Questions fréquentes sur Meilleurs ruin bars de Budapest

  • Qu'est-ce qu'un ruin bar exactement ?
    Un ruin bar (rom kocsma) est un bar installé dans un bâtiment ou une cour délabrée, typiquement dans le VIIe arrondissement de Budapest. Les intérieurs sont intentionnellement bruts — mobilier dépareillé, briques apparentes, graffitis, objets de récupération. Le style a débuté vers 2002 quand des entrepreneurs ont investi des bâtiments en attente de démolition ; beaucoup sont restés définitivement et sont devenus des lieux emblématiques.
  • Szimpla Kert vaut-il encore la visite en 2026 ?
    Oui, bien que ce soit désormais une institution touristique plutôt qu'un secret. Les prix restent raisonnables (bière 900–1 400 HUF / €2,25–3,50), la cour est atmosphérique, et le marché de producteurs du lundi est l'un des meilleurs de la ville. Évitez les vendredis/samedis soirs si vous n'aimez pas les foules ; le dimanche après-midi est détendu et presque entièrement local.

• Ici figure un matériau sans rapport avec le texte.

PR #42, opened 2021-11-04
config: Adjust pre-loaded Kolibri content on base, en, es, fr and pt_BR images

jprvita:
Drops outdated "Kolibri on Endless OS" documentation channel and includes localized Khan Academy content and the TED-Ed Kolibri channel.

https://phabricator.endlessm.com/T32693

### DIFF
--- a/config/personality/es.ini
+++ b/config/personality/es.ini
@@ -40,6 +40,11 @@ apps_add =
   com.endlessm.water_and_sanitation.es
   com.endlessm.world_literature.es
 
+[kolibri]
+install_channels =
+  # Khan Academy (Español)
+  c1f2b7e6ac9f56a2bb44fa7a48b66dce
+
 [kolibri-e8a879742b2249a0a4b890f9903916f7]
 include_node_ids =
   # Español [topic]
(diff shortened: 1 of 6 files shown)


config/personality/es.ini
```diff
@@ -40,7 +40,14 @@ apps_add =
...
+[kolibri]
+install_channels =
+  # Khan Academy (Español)
+  c1f2b7e6ac9f56a2bb44fa7a48b66dce
+
 [kolibri-e8a879742b2249a0a4b890f9903916f7]
 include_node_ids =
   # Español [topic]
   6e8f60c6b9c841969853d48f4eff22cf
+  # TED-Ed Endless Key [complete]
```
wjt, line 52: Does this channel include Spanish (respectively French below) content? I don't think it makes sense to include it in these lang-specific images otherwise.

I think this is wrong anyway because you are specifying the channel ID of TED-Ed, but as a node ID of the "How to get started" channel which we are not including.

wjt (changes requested):

config/personality/es.ini
jprvita: It does not, only English. However, I believe the content is valuable anyway, as (at least in my experience growing up in Brazil) there is really no way around English content if you are trying to get into programming. So I think we should include it, but I'll leave it out of this PR and we can discuss that separately.

PR #43, opened 2021-11-04
pt_BR: Drop inexistent app com.endlessm.extra.pt_BR

jprvita:
This app does not exist on eos-apps.

https://phabricator.endlessm.com/T32693


dbnicholson (approved):
Did it at one point? Who knows...

PR #46, opened 2021-11-06
kolibri: Clear local dir before downloading content

jprvita:
When the hook that downloads Kolibri content runs, its target directory
may already exist and have content from the previous run, which may be
from a different image configuration.

This commit removes any previously exiting content to prevent that
content from being included in the image being built.

https://phabricator.endlessm.com/T32712

### DIFF
--- a/hooks/image/60-kolibri-content
+++ b/hooks/image/60-kolibri-content
@@ -27,6 +27,12 @@ import_kolibri_channel()
 
 # Needs to be kept in sync with hooks/image/61-kolibri-content-install
 KOLIBRI_CONTENT_DIR="${EIB_CONTENTDIR}/kolibri-content"
+# FIXME: For now, we need to remove old content that may exist from previous
+# runs to prevent images accidentally getting extra channels that are not in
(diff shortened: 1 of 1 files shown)


dbnicholson:
Sorta defeats the purpose of the entire thing. If the caching can't be made to work correctly then maybe we should just combine the install hook with this hook? I think you'd just change `KOLIBRI_HOME` so it's set to `"${OSTREE_VAR}"/lib/kolibri/data` and drop all the `KOLIBRI_CONTENT_DIR` handling. I'd like to hear what @dylanmccall has to say, though, since he wrote this. I've never actually tried to provision kolibri content.

dbnicholson:
Can you update the comment and commit message to reflect that? The way it sounds from the commit is that this is just something you want to do and doesn't express what the implications are.

jprvita:
> Can you update the comment and commit message to reflect that? The way it sounds from the commit is that this is just something you want to do and doesn't express what the implications are.

Makes sense, I've done that now.

dbnicholson (approved):

PR #47, opened 2021-12-13
kolibri: Add options for desktop auth plugin

manuq:
Add option for partners that wish to force Kolibri superadmin user for
regular system users.

If the option is set in the image INI file, it will be added to
Kolibri's options INI file.

https://phabricator.endlessm.com/T33035

### DIFF
--- a/hooks/image/60-kolibri-content
+++ b/hooks/image/60-kolibri-content
@@ -41,6 +41,7 @@ source ${venv_dir}/bin/activate
 
 pip install kolibri==${EIB_KOLIBRI_APP_VERSION}
 pip install kolibri-app-desktop-xdg-plugin==${EIB_KOLIBRI_APP_DESKTOP_XDG_PLUGIN_VERSION}
+pip install kolibri-desktop-auth-plugin==${EIB_KOLIBRI_DESKTOP_AUTH_PLUGIN_VERSION}
 
 export KOLIBRI_HOME="${KOLIBRI_CONTENT_DIR}"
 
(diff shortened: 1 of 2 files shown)


manuq:
Marking as draft because this depends on https://github.com/endlessm/kolibri-desktop-auth-plugin/pull/9 and on releasing that plugin to PyPi.

dylanmccall:
It kind of looks like this needs a new Phabricator ticket, but we can work on merging this now.

danigm (approved):

hooks/image/60-kolibri-content
```diff
@@ -50,9 +51,16 @@ cat << EOF > "${KOLIBRI_HOME}"/options.ini
 [Deployment]
 STATIC_USE_SYMLINKS = 0
 EOF
+if [ "${EIB_KOLIBRI_DESKTOP_AUTH_PLUGIN_REGULAR_USERS_CAN_MANAGE_CONTENT}" = "true" ]; then
+    cat << EOF >> "${KOLIBRI_HOME}"/options.ini
+[DesktopAuth]
+REGULAR_USERS_CAN_MANAGE_CONTENT = True
+EOF
+fi
```
dylanmccall, line 59: This hook is only going to run if `EIB_KOLIBRI_INSTALL_CHANNELS` is set, which is not the case for all of the images where we expect `EIB_KOLIBRI_DESKTOP_AUTH_PLUGIN_REGULAR_USERS_CAN_MANAGE_CONTENT` to be true. Instead, I think we should do this in its own hook, similar to #55.

hooks/image/60-kolibri-content
```diff
@@ -50,9 +51,16 @@ cat << EOF > "${KOLIBRI_HOME}"/options.ini
...
 
 kolibri plugin enable kolibri.plugins.app
 kolibri plugin enable kolibri_app_desktop_xdg_plugin
+kolibri plugin enable kolibri_desktop_auth_plugin
```
dylanmccall, line 63: :+1:

dylanmccall (changes requested):

dylanmccall:
I built on top of this in #60, changing the option name and using a new hook to generate our options.ini file.

PR #49, opened 2021-12-21
Kolibri automatic provisioning: Change default settings

manuq:
Add more facility and device settings. Use defaults more proper for
the seamless user management case.

https://phabricator.endlessm.com/T32885

### DIFF
--- a/config/defaults.ini
+++ b/config/defaults.ini
@@ -244,6 +244,11 @@ automatic_provision_superuser_name =
 automatic_provision_superuser_password =
 automatic_provision_preset = nonformal
 automatic_provision_landing_page = learn
+automatic_provision_learner_can_edit_username = false
+automatic_provision_learner_can_edit_name = false
+automatic_provision_learner_can_edit_password = false
+automatic_provision_learner_can_sign_up = false
+automatic_provision_allow_guest_access = false
 
 # Preloaded Kolibri channels
 #
--- a/hooks/image/61-kolibri-content-install
+++ b/hooks/image/61-kolibri-content-install
@@ -17,9 +17,15 @@ if [ "${EIB_KOLIBRI_AUTOMATIC_PROVISION}" = "true" ]; then
   "superusername": "${EIB_KOLIBRI_AUTOMATIC_PROVISION_SUPERUSER_NAME}",
   "superuserpassword": "${EIB_KOLIBRI_AUTOMATIC_PROVISION_SUPERUSER_PASSWORD}",
   "preset": "${EIB_KOLIBRI_AUTOMATIC_PROVISION_PRESET}",
-  "facility_settings": {},
+  "facility_settings": {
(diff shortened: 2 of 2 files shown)


config/defaults.ini
```diff
@@ -244,6 +244,11 @@ automatic_provision_superuser_name =
 automatic_provision_superuser_password =
 automatic_provision_preset = nonformal
 automatic_provision_landing_page = learn
+automatic_provision_learner_can_edit_username = false
+automatic_provision_learner_can_edit_name = false
+automatic_provision_learner_can_edit_password = false
+automatic_provision_learner_can_sign_up = false
+automatic_provision_allow_guest_access = false
```
dylanmccall, line 251: I'll be happy with this if we can keep these settings as they are upstream (_unset_ if it is possible?). Instead, something like `learner_can_edit_name = false` should be in the configuration for a specific image.

hooks/image/61-kolibri-content-install
```diff
@@ -17,9 +17,15 @@ if [ "${EIB_KOLIBRI_AUTOMATIC_PROVISION}" = "true" ]; then
...
-  "facility_settings": {},
+  "facility_settings": {
+    "learner_can_edit_username": ${EIB_KOLIBRI_AUTOMATIC_PROVISION_LEARNER_CAN_EDIT_USERNAME},
+    "learner_can_edit_name": ${EIB_KOLIBRI_AUTOMATIC_PROVISION_LEARNER_CAN_EDIT_NAME},
+    "learner_can_edit_password": ${EIB_KOLIBRI_AUTOMATIC_PROVISION_LEARNER_CAN_EDIT_PASSWORD},
+    "learner_can_sign_up": ${EIB_KOLIBRI_AUTOMATIC_PROVISION_LEARNER_CAN_SIGN_UP}
+  },
   "device_settings": {
     "landing_page": "${EIB_KOLIBRI_AUTOMATIC_PROVISION_LANDING_PAGE}",
+    "allow_guest_access": ${EIB_KOLIBRI_AUTOMATIC_PROVISION_ALLOW_GUEST_ACCESS},
```
dylanmccall, line 28: :+1: I'm glad this works!

dylanmccall (changes requested):

config/defaults.ini
manuq: Yeah good point. It's a bit of a pain to build a JSON from Bash, but you are right.

manuq: After a second though I tend to disagree, see my comment in phabricator. https://phabricator.endlessm.com/T32885#919180

manuq: One thing we could do is decuple the device "can guests access" setting from the rest which are valid in all cases.

dylanmccall (approved):
Sorry, this all got buried in Phabricator. I think I'm happy with this. A couple of the defaults still feel a bit funky to me, but they're just that: defaults. And we have a matching Kolibri release now so it should all work nicely. Let's merge it and see how it goes :)

PR #55, opened 2022-01-28
T32885 split automatic provision

dylanmccall:
https://phabricator.endlessm.com/T32885


dbnicholson (approved):
Thanks @dylanmccall! I'm pretty ignorant about Kolibri but it does indeed look better to separate that process.

PR #1992, opened 2024-02-23
Remove unneeded sanity ignore for ansible 2.17

hakbailey:
##### SUMMARY
Now that https://github.com/ansible/ansible/pull/82355 has been merged into devel we can remove the sanity ignore for 2.17 that has been causing non-blocking sanity tests to fail in CI.


hakbailey:
Alas, it hasn't been merged into milestone. Will re-submit when merged.

tremble (approved):
milestone's been updated!

PR #2083, opened 2024-05-10
backup_plan_info: bugfix to enable getting info of all backup plans

mandar242:
##### SUMMARY

Fix being unable to fetch info of all backup plans.
With `backup_plan_names` being a required parameter, the functionality to get all plans info was not working
```
# Gather information about all backup plans
- name: Get info of all backup plans 
  amazon.aws.backup_plan_info:
  register: plan_info_result

gave
**********
fatal: [localhost]: FAILED! => {"changed": false, "msg": "missing required arguments: backup_plan_names"}

```

##### ISSUE TYPE

- Bugfix Pull Request

##### COMPONENT NAME

backup_plan_info
##### ADDITIONAL INFORMATION

```paste below

```

### DIFF
--- a/changelogs/fragments/2083-backup_plan_info-bugfix-get-info-for-all-plans.yml
+++ b/changelogs/fragments/2083-backup_plan_info-bugfix-get-info-for-all-plans.yml
@@ -1,0 +1,3 @@
+---
+bugfixes:
+  - backup_plan_info - Bugfix to enable getting info of all backup plans (https://github.com/ansible-collections/amazon.aws/pull/2083).
--- a/plugins/modules/backup_plan_info.py
+++ b/plugins/modules/backup_plan_info.py
@@ -20,7 +20,6 @@ options:
   backup_plan_names:
     type: list
     elements: str
-    required: false
     description:
       - Specifies a list of plan names.
 extends_documentation_fragment:
@@ -122,8 +121,8 @@ def get_backup_plan_detail(client, module):
     if backup_plan_names is None:
         backup_plan_names = []
         backup_plan_list_info = get_all_backup_plans_info(client)["BackupPlansList"]
-        for mylist in backup_plan_list_info:
-            backup_plan_names.append(mylist["BackupPlanName"])
+        for backup_plan in backup_plan_list_info:
+            backup_plan_names.append(backup_plan["BackupPlanName"])
 
     for name in backup_plan_names:
         backup_plan_list.extend(get_plan_details(module, client, name))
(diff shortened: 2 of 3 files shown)


plugins/modules/backup_plan_info.py
```diff
@@ -20,7 +20,7 @@
   backup_plan_names:
     type: list
     elements: str
-    required: true
+    required: false
```
GomathiselviS, line 23: nitpick: `false` is the default value for `required`. So this line can be avoided.

plugins/modules/backup_plan_info.py
```diff
@@ -110,10 +110,21 @@
...
+
+
 def get_backup_plan_detail(client, module):
     backup_plan_list = []
     backup_plan_names = module.params.get("backup_plan_names")
 
+    if backup_plan_names is None:
+        backup_plan_names = []
+        backup_plan_list_info = get_all_backup_plans_info(client)["BackupPlansList"]
+        for mylist in backup_plan_list_info:
```
GomathiselviS, line 125: Could we use a variable name specific to the module rather than a generic or unrelated name like 'mylist'?

GomathiselviS (changes requested):
Can you add an example and a test to cover the changes made?

plugins/modules/backup_plan_info.py
```diff
@@ -122,7 +133,7 @@ def get_backup_plan_detail(client, module):
 
 def main():
     argument_spec = dict(
-        backup_plan_names=dict(type="list", elements="str", required=True),
+        backup_plan_names=dict(type="list", elements="str", required=False),
```
GomathiselviS, line 136:
```suggestion
        backup_plan_names=dict(type="list", elements="str"),
```

changelogs/fragments/2083-backup_plan_info-bugfix-get-info-for-all-plans.yml
```diff
@@ -0,0 +1,3 @@
+---
+bugfixes:
```
alinabuzachis, line 2: I don't know if this is a bugfix. This feature was not working because it was not implemented and the module does not say it supports listing all backup plans (that's why  `backup_plan_names` was a required parameter). To me it is probably minor_changes, a new functionality. You should also document that when O(backup_plan_names) is omitted the module gathers information about all backup plans.

alinabuzachis (approved):

tremble (approved):
I think it's fair to label this as a "bugfix" since the docs say it should have worked.

PR #2136, opened 2024-06-17
route53: Return diff only when module._diff is true

GomathiselviS:
##### SUMMARY

Refer https://issues.redhat.com/browse/ACA-1477
Route53 module, returns `after` and `before` diff as module output. This PR fixes this bug, by adding a check to return the diff only when module._diff is set to true.

##### ISSUE TYPE

- Bugfix Pull Request

##### ADDITIONAL INFORMATION

```paste below

```

### DIFF
--- a/changelogs/fragments/fix_module_diff_route53.yml
+++ b/changelogs/fragments/fix_module_diff_route53.yml
@@ -1,0 +1,2 @@
+bugfixes:
+  - modify the return value of the route53 module to return diff only when ``module._diff`` is set to true.
--- a/changelogs/fragments/fix_module_diff_route53.yml
+++ b/changelogs/fragments/fix_module_diff_route53.yml
@@ -1,2 +1,2 @@
 bugfixes:
-  - modify the return value of the route53 module to return diff only when ``module._diff`` is set to true.
+  - route53 - modify the return value to return diff only when ``module._diff`` is set to true (https://github.com/ansible-collections/amazon.aws/pull/2136).
--- a/plugins/modules/route53.py
+++ b/plugins/modules/route53.py
@@ -164,6 +164,15 @@ extends_documentation_fragment:
 """
 
 RETURN = r"""
+nameservers:
+  description: Nameservers associated with the zone.
+  returned: when state is 'get'
+  type: list
+  sample:
+  - ns-1036.awsdns-00.org.
+  - ns-516.awsdns-00.net.
+  - ns-1504.awsdns-00.co.uk.
+  - ns-1.awsdns-00.com.
 resource_record_sets:
   description: Info specific to the resource record.
   returned: when state is 'get'
--- a/plugins/modules/route53.py
+++ b/plugins/modules/route53.py
@@ -823,9 +823,9 @@ def main():
             diff=dict(
                 before=formatted_aws,
                 after=camel_dict_to_snake_dict(formatted_record) if command_in != "delete" else {},
-                resource_record_sets=rr_sets,
-            ),
-        )
+		),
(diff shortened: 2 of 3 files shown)


changelogs/fragments/fix_module_diff_route53.yml
```diff
@@ -0,0 +1,2 @@
+bugfixes:
+  - modify the return value of the route53 module to return diff only when ``module._diff`` is set to true.
```
abikouo, line 2:
```suggestion
  - route53 - modify the return value to return diff only when ``module._diff`` is set to true (https://github.com/ansible-collections/amazon.aws/pull/2136).
```

plugins/modules/route53.py
```diff
@@ -806,15 +816,20 @@ def main():
...
+    if module._diff:
+        module.exit_json(
+            changed=True,
+            wait_id=wait_id,
+            diff=dict(
+                before=formatted_aws,
+                after=camel_dict_to_snake_dict(formatted_record) if command_in != "delete" else {},
+                resource_record_sets=rr_sets,
+            ),
+        )
```
abikouo, line 828:
```suggestion
        module.exit_json(
            changed=True,
            wait_id=wait_id,
            diff=dict(
                before=formatted_aws,
                after=camel_dict_to_snake_dict(formatted_record) if command_in != "delete" else {},
            ),
            resource_record_sets=rr_sets,
        )
```

plugins/modules/route53.py
```diff
@@ -806,15 +816,20 @@ def main():
...
     module.exit_json(
         changed=True,
         wait_id=wait_id,
-        diff=dict(
-            before=formatted_aws,
-            after=formatted_record if command_in != "delete" else {},
-            resource_record_sets=rr_sets,
-        ),
+        resource_record_sets=[camel_dict_to_snake_dict(formatted_record)] if command_in != "delete" else {},
```
abikouo, line 832: the returned value for `resource_record_sets` should be the same whether we are running in diff mode or not

abikouo (changes requested):

plugins/modules/route53.py
```diff
@@ -806,15 +816,20 @@ def main():
...
-
+    if module._diff:
+        module.exit_json(
+            changed=True,
+            wait_id=wait_id,
+            diff=dict(
+                before=formatted_aws,
+                after=camel_dict_to_snake_dict(formatted_record) if command_in != "delete" else {},
+		),
+        	resource_record_sets=[camel_dict_to_snake_dict(formatted_record)] if command_in != "delete" else {},
```
abikouo, line 827: this is should not be part of the diff structure

abikouo: to avoid duplicate code, you can do something like

```
result = dict(changed=True, wait_id=wait_id, resource_record_sets=[...])
if module._diff:
    result.update(dict(before=formatted_aws, after=....))
module.exit_json(**result)
```

abikouo (changes requested):

abikouo (approved):

hakbailey (approved):

GomathiselviS:
regate

GomathiselviS:
regate

plugins/modules/route53.py
```diff
@@ -203,6 +203,11 @@
       description: An identifier that differentiates among multiple resource record sets that have the same combination of DNS name and type.
       returned: always
       type: str
+    name:
+      description: Domain name for the record set.
+      returned: always
+      type: str
+      sample: new.foo.com.
```
alinabuzachis, line 210:
```suggestion
      sample: "new.foo.com"
```

PR #2153, opened 2024-06-27
A new workflow to ease pull request review by labelling them

abikouo:
This new workflow calculates the size of a pull request based on the additions and deletions and add a label corresponding to the size of the pull (XS, S, M, L, XL).
This aims to ease pull request review
- Prior reviewing the PR, reviewers can estimate the time to spend on it according to the size
- PR authors should consider this information to split the PR to ease the review

### DIFF
--- a/.github/actions/pull_request_size/check_pr.py
+++ b/.github/actions/pull_request_size/check_pr.py
@@ -1,4 +1,3 @@
-#!/usr/bin/env python3
 # -*- coding: utf-8 -*-
 # (c) 2024 Aubin Bikouo <@abikouo>
 # GNU General Public License v3.0+
@@ -34,9 +33,7 @@ def WriteComment(repository: str, pr_number: int, comment: str) -> None:
     )
     # Successful call to the API will return '201' (created)
     if result.status_code != 201:
-        raise RuntimeError(
-            f"Post to URL {url} returned status code = {result.status_code}"
-        )
+        raise RuntimeError(f"Post to URL {url} returned status code = {result.status_code}")
 
 
 def AddLabelToPR(repository: str, pr_number: int, type: str) -> None:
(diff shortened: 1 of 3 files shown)


GomathiselviS:
Hi @abikouo 

Thank you for the effort you put into creating a GH workflow to ease PR review by labeling the PR based on its size. This is a fantastic step towards improving our review process.

However, I would like to note that while this workflow can inform the PR submitter about the need to break down large PRs, we should be cautious about relying solely on the formula used. The PR size should ideally reflect the complexity of the inserted and deleted lines, not just their count. The current formula may not fully capture this complexity.

Thank you again for your contribution. Your work is much appreciated, and this workflow will certainly help streamline our PR submission and review process. Can you add a proposal in the cloud-content-handbook and move the GH action to [cloud-content-ci-automation repository](https://github.com/ansible/cloud-content-ci-automation)?

.github/actions/pull_request_size/check_pr.py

  • Combien coûte une boisson dans un ruin bar ?
    Dans les principaux ruin bars : bière pression 900–1 400 HUF (€2,25–3,50), cocktails 2 000–3 000 HUF (€5–7,50), shots de pálinka à partir de 600 HUF (€1,50). Loin de Váci utca et de la zone touristique principale, les prix sont honnêtes. Vérifiez toujours la carte avant de commander — les bars sans liste de prix visible sont un signal d'alerte.
  • Quel est le meilleur moment pour visiter les ruin bars ?
    Les jours de semaine sont idéaux : plus calme, clientèle majoritairement locale, pas de file. Les vendredi et samedi à partir de 22h sont les plus fréquentés et bruyants. Si vous voulez l'ambiance sociale sans la bousculade, les jeudis soirs offrent un bon équilibre. Le dimanche après-midi à Szimpla Kert est une expérience différente — détendue, presque comme un café.
  • Les ruin bars conviennent-ils aux couples ou aux visiteurs plus âgés ?
    Oui. La plupart des ruin bars fonctionnent comme café-bars dans la journée (Szimpla dès 12h) et ne deviennent bruyants qu'après 22h. Les couples apprécient souvent l'après-midi : café dans une cour, un verre de vin, puis dîner à proximité. Mazel Tov (dans un bâtiment de ruin bar sur Akácfa utca) est populaire auprès des 30–40 ans grâce à sa cuisine d'inspiration israélienne et son atmosphère plus tranquille.
  • Y a-t-il un code vestimentaire ou un droit d'entrée dans les ruin bars ?
    Pas de code vestimentaire — baskets et vêtements décontractés conviennent. L'entrée est gratuite avant minuit dans la plupart des établissements. Après minuit, les salles de club dans les grands lieux comme Instant–Fogas facturent 1 500–2 500 HUF (€3,75–6,25) d'entrée. Une visite guidée est une bonne façon d'avoir le contexte historique avant d'explorer seul.